YOUR TASK ->
Each line below should be repeated exactly as it stands.

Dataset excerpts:
PR #145, opened 2016-12-04
[SW-268] Relocation of Jetty classes into `ai.h2o` package

mmalohlava:
The H2O is using old version of Jetty (because of Java6) which is not compatible
with DBC Jetty (prepended on Spark classpath).

### DIFF
--- a/assembly/build.gradle
+++ b/assembly/build.gradle
@@ -24,6 +24,8 @@ jar {
 // Shadow jar settings
 shadowJar {
   relocate 'javassist', 'ai.h2o.javassist'
+  // Relocate Eclipse Jetty to avoid collisions with Spark Jetty (newer version)
+  relocate 'org.eclipse.jetty', 'ai.h2o.org.eclipse.jetty'
   dependencies {
     // This has to be specific list of dependencies
     // Do not forget that Sparkling Water is intended 


mmalohlava:
See also Jira https://0xdata.atlassian.net/browse/SW-268 for more info.

jakubhava:
So H2O still has Java 6 ? :(

mmalohlava:
Yup, no java 6 - no answer from Cran guys. However, this is temporary solution - we will get rid of it in SW-269.

tomkraljevic:
I don't know how important this is for sparkling water, but it probably means that anybody that was using a jetty security configuration for LDAP or Kerberos before won't work anymore, or at least not without a tweak.

Notice the class name is explicitly listed here below.

ldaploginmodule {
    org.eclipse.jetty.plus.jaas.spi.LdapLoginModule required
    debug="true"
    useLdaps="false"
    contextFactory="com.sun.jndi.ldap.LdapCtxFactory"
    hostname="ldap.0xdata.loc"
    port="389"
    bindDn="cn=admin,dc=0xdata,dc=loc"
    bindPassword="0xdata"
    authenticationMethod="simple"
    forceBindingLogin="true"
    userBaseDn="ou=users,dc=0xdata,dc=loc";
};

Adding Mark Chan, in case one of the customers he's working with runs in to an issue.

mmalohlava:
Good point, however, it should work since the class will be still available. But honestly, i really hate re-allocation, however, this is only way how to progress right now. There is SW-269 which is targeting revert of this change whenever CRAN guys confirms they installed java version > v6.

@mklechan please let me know if you explore any problems

mmalohlava:
But again, it is ridiculous that a single repo is forcing us to screw our code.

WRITTEN REPLY ->
PR #145, opened 2016-12-04
[SW-268] Relocation of Jetty classes into `ai.h2o` package

mmalohlava:
The H2O is using old version of Jetty (because of Java6) which is not compatible
with DBC Jetty (prepended on Spark classpath).

### DIFF
--- a/assembly/build.gradle
+++ b/assembly/build.gradle
@@ -24,6 +24,8 @@ jar {
 // Shadow jar settings
 shadowJar {
   relocate 'javassist', 'ai.h2o.javassist'
+  // Relocate Eclipse Jetty to avoid collisions with Spark Jetty (newer version)
+  relocate 'org.eclipse.jetty', 'ai.h2o.org.eclipse.jetty'
   dependencies {
     // This has to be specific list of dependencies
     // Do not forget that Sparkling Water is intended 


mmalohlava:
See also Jira https://0xdata.atlassian.net/browse/SW-268 for more info.

jakubhava:
So H2O still has Java 6 ? :(

mmalohlava:
Yup, no java 6 - no answer from Cran guys. However, this is temporary solution - we will get rid of it in SW-269.

tomkraljevic:
I don't know how important this is for sparkling water, but it probably means that anybody that was using a jetty security configuration for LDAP or Kerberos before won't work anymore, or at least not without a tweak.

Notice the class name is explicitly listed here below.

ldaploginmodule {
    org.eclipse.jetty.plus.jaas.spi.LdapLoginModule required
    debug="true"
    useLdaps="false"
    contextFactory="com.sun.jndi.ldap.LdapCtxFactory"
    hostname="ldap.0xdata.loc"
    port="389"
    bindDn="cn=admin,dc=0xdata,dc=loc"
    bindPassword="0xdata"
    authenticationMethod="simple"
    forceBindingLogin="true"
    userBaseDn="ou=users,dc=0xdata,dc=loc";
};

Adding Mark Chan, in case one of the customers he's working with runs in to an issue.

mmalohlava:
Good point, however, it should work since the class will be still available. But honestly, i really hate re-allocation, however, this is only way how to progress right now. There is SW-269 which is targeting revert of this change whenever CRAN guys confirms they installed java version > v6.

@mklechan please let me know if you explore any problems

mmalohlava:
But again, it is ridiculous that a single repo is forcing us to screw our code.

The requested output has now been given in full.